Recommended Reads: Hunter, Tzavelas, Sperring

The other day on Twitter someone said she’d just finished all the Walker Papers, and now what was she going to read! So I made some suggestions, and not only she but several other people were delighted. So I thought maybe I’d try to make Recommended Reads a regular blog feature (in so far as anything is a regular blog features these days @.@), separate from the Recent Reads I generally try to do.

I figure the point of this isn’t just to list names—I could do that for weeks—but to give a few more in-depth reasons as to why I’m recommending these particular writers. So I’ll start with the three I recommended on Twitter the other day, and we’ll go from there!

Faith Hunter: I specifically recommended Faith to this reader because she’d just finished the Walker Papers and I figured if she liked one 6′ tall, Cherokee-heritage urban fantasy female lead she’d probably like another. It’s shooting close to the mark, and if you’re recommending books to people it’s nice to have one pretty sure fire hit in the list.

I obviously like Faith’s work very much: so much, in fact, that we ended up writing a crossover novella, EASY PICKINGS, which features both Joanne and Faith’s main character Jane. Faith is insanely good at sensory detail—I invariably get hungry for Cajun food reading her books—and she’s got that knack for romance that plays at a level both intriguing and not embarrassing.

Chrysoula Tzavelas: I specifically recommended Soula to this reader because it’s staying within the urban fantasy realm, but straying a little farther away from the Walker Papers: her protagonists are younger, so her books skirt the YA field. She shifts points of view from book to book, making her Senyaza series a much more ensemble cast than the Walker Papers, although it shares some of the more metaphysical qualities (the 3rd book, for example, takes place almost entirely in what Joanne would call the Lower World, although it’s nothing at all like Jo’s Lower World).

Chrysoula uses analogy, metaphor and description beautifully, like, to the level that I was recently enthusing at her about us maybe doing a crossover and then I read some astonishingly beautiful bit of writing in WOLF INTERVAL and was like “except if we do a crossover you will totally show me up as a fake and a charlatan…” :) She also writes terrific stories of female friendship, which is practically unheard of.

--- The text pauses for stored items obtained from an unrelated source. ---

PR #2502, opened 2026-02-11
Check for cmdlet

Shanefe:
**Issue:**
Check for cmdlet before calling
Handle large calendars (blows Int)
Improve culture checker 

**Validation:**
Ran on SAW machine.

### DIFF
--- a/Calendar/Check-SharingStatus.ps1
+++ b/Calendar/Check-SharingStatus.ps1
@@ -191,16 +191,16 @@ function ProcessCalendarSharingAcceptLogs {
         $timestamp = $entry.Timestamp
         if ([string]::IsNullOrEmpty($timestamp)) { continue }
 
-        $datePart = $timestamp.Split(" ")[0]
-        if ([string]::IsNullOrEmpty($datePart)) { continue }
+        $monthOrDay = $timestamp.Split(" ")[0]
+        if ([string]::IsNullOrEmpty($monthOrDay)) { continue }
 
-        $dayPart = $datePart.Split("/")[0]
-        if ([string]::IsNullOrEmpty($dayPart)) { continue }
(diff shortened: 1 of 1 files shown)


Calendar/Check-SharingStatus.ps1
```diff
@@ -185,11 +185,26 @@ function ProcessCalendarSharingAcceptLogs {
...
+
+        $monthOrDay = $timestamp.Split(" ")[0]
+        if ([string]::IsNullOrEmpty($monthOrDay)) { continue }
+
+        $firstValue = $monthOrDay.Split("/")[0]
+        if ([string]::IsNullOrEmpty($firstValue)) { continue }
+
+        $valueToTest = 0
+        if ([int]::TryParse($firstValue, [ref]$valueToTest)) {
+            if ($valueToTest -gt 12) {
```
dpaulson45, line 202: The problem with this logic is it doesn't account for dates at the beginning of the of month. 

Example: Feb 11th, 2024 -> 11/02/2024 in European format. 

Would these time stamps be determined by the mailbox's current settings at the time of the entry created by what is set at `Get-MailboxRegionalConfiguration`? Would it be better to get that information and try to parse the events this way?  #WontFix

Shanefe: I don't really care if the Region is correct, I just don't want the code to 'fail' if it is in 'other' format.

The code loops through all the dates and if any are 'European' time format it is European.

Basically it just prints a list of the calendar that it has been accepted in the last 180 days. 
I only need the date to get to 180 days.

Shanefe: I would like to leave it as "good enough for what it is"
i.e. Won't Fix

Will change if needed.

PR #1331, opened 2025-02-15
chore: Use pixi for backend tests

glemaitre:
Giving a try to `pixi` for the CI


skore/pyproject.toml
```diff
@@ -60,6 +108,130 @@ artifacts = ["src/skore/ui/static/"]
...
+
+[tool.pixi.feature.dev.dependencies]
+ipykernel = "*"
+ipython = "*"
+jupyterlab = "*"
+
+[tool.pixi.feature.min-dependencies.dependencies]
+# Apply SPEC0 rule:
+# 1. Support for Python versions be dropped 3 years after their initial release.
+# 2. Support for core package dependencies be dropped 2 years after their initial
```
auguste-probabl, line 170:
```suggestion
# 1. Support for Python versions will be dropped 3 years after their initial release.
# 2. Support for core package dependencies will be dropped 2 years after their initial
```

glemaitre:
Yep it is just a POC for the moment. I wanted to have this such that we have a starting point to speak with @auguste-probabl and @thomass-dev

skore/pyproject.toml
```diff
@@ -60,6 +108,130 @@ artifacts = ["src/skore/ui/static/"]
...
+[tool.pixi.feature.doc.tasks]
+build-docs = { cmd = "make html", cwd = "../sphinx" }
+build-docs-quick = { cmd = "make html-noplot", cwd = "../sphinx" }
+clean-docs = { cmd = "rm -rf build/ && rm -rf auto_examples/ && rm -rf reference/api/", cwd = "../sphinx" }
+
+[tool.pixi.feature.lint.tasks]
+lint = { cmd = "pre-commit install && pre-commit run -v --all-files --show-diff-on-failure", cwd = "../" }
+
+[tool.pixi.feature.test.tasks]
+tests = { cmd = "mkdir -p coverage && python -m pytest -n auto src/ tests/ --junitxml=coverage/coverage.xml --cov-config=pyproject.toml --cov | tee coverage/coverage.txt" }
```
rouk1, line 222: Not sure if my comment is pertinent ^^
But... Using pixi as a task runner, allows to write this stuffs in python. Which make the repo windows friendly. Hence maybe we can avoid using rm, mv, mkdir, ...).

rouk1 (changes requested):
I find the pixi DX very nice. I wont approve this PR as I know other people may have strong divergent opinion on this.

To me, to get this merge, you should delete the top level makefile as it is replaced by pixi scripts. And address (or not^^) my comment on non DOS-compatible command usage.

Too bad that pixi can't manage installing a javascript runtime...

skore/pyproject.toml
glemaitre: Yes it is indeed one of the thing that I would like to have and indeed I did not make it DOS-compliant in my first pass.

I'm thinking that `spin` (https://github.com/scientific-python/spin) could help if we don't want to bother for some of the part :)

thomass-dev:
I've just had a really quick look and i find it really more complex. I need to deep-dive into your PR and maybe we should have a pair-session :).

auguste-probabl:
Now that I've seen what `pip-compile.sh` looks like I'd like to push for migrating to a robust solution like pixi. The current solution doesn't work on NixOS, and I presume it won't work on Windows either.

Kari Sperring: Kari writes epic fantasy, so I was shooting wider of the mark by recommending her to this reader, but I feel pretty confident that if a reader likes the lyricism of Chrysoula’s writing they’re going to find something to love about Kari’s. I can do, to some degree or another, what Soula and Faith do. Kari’s writing is outside my skill set, and that’s part of why I love it so much.

The pacing of Kari’s writing is very different from the above two writers. Urban fantasy tends to be pretty ruthlessly action-oriented with no space for breathers, but what Kari does is set the reader into a slow current that runs very deep. These aren’t books that throw the stories at you: they unfold the story with beautiful, inexorable strength, and it’s a wonderful journey.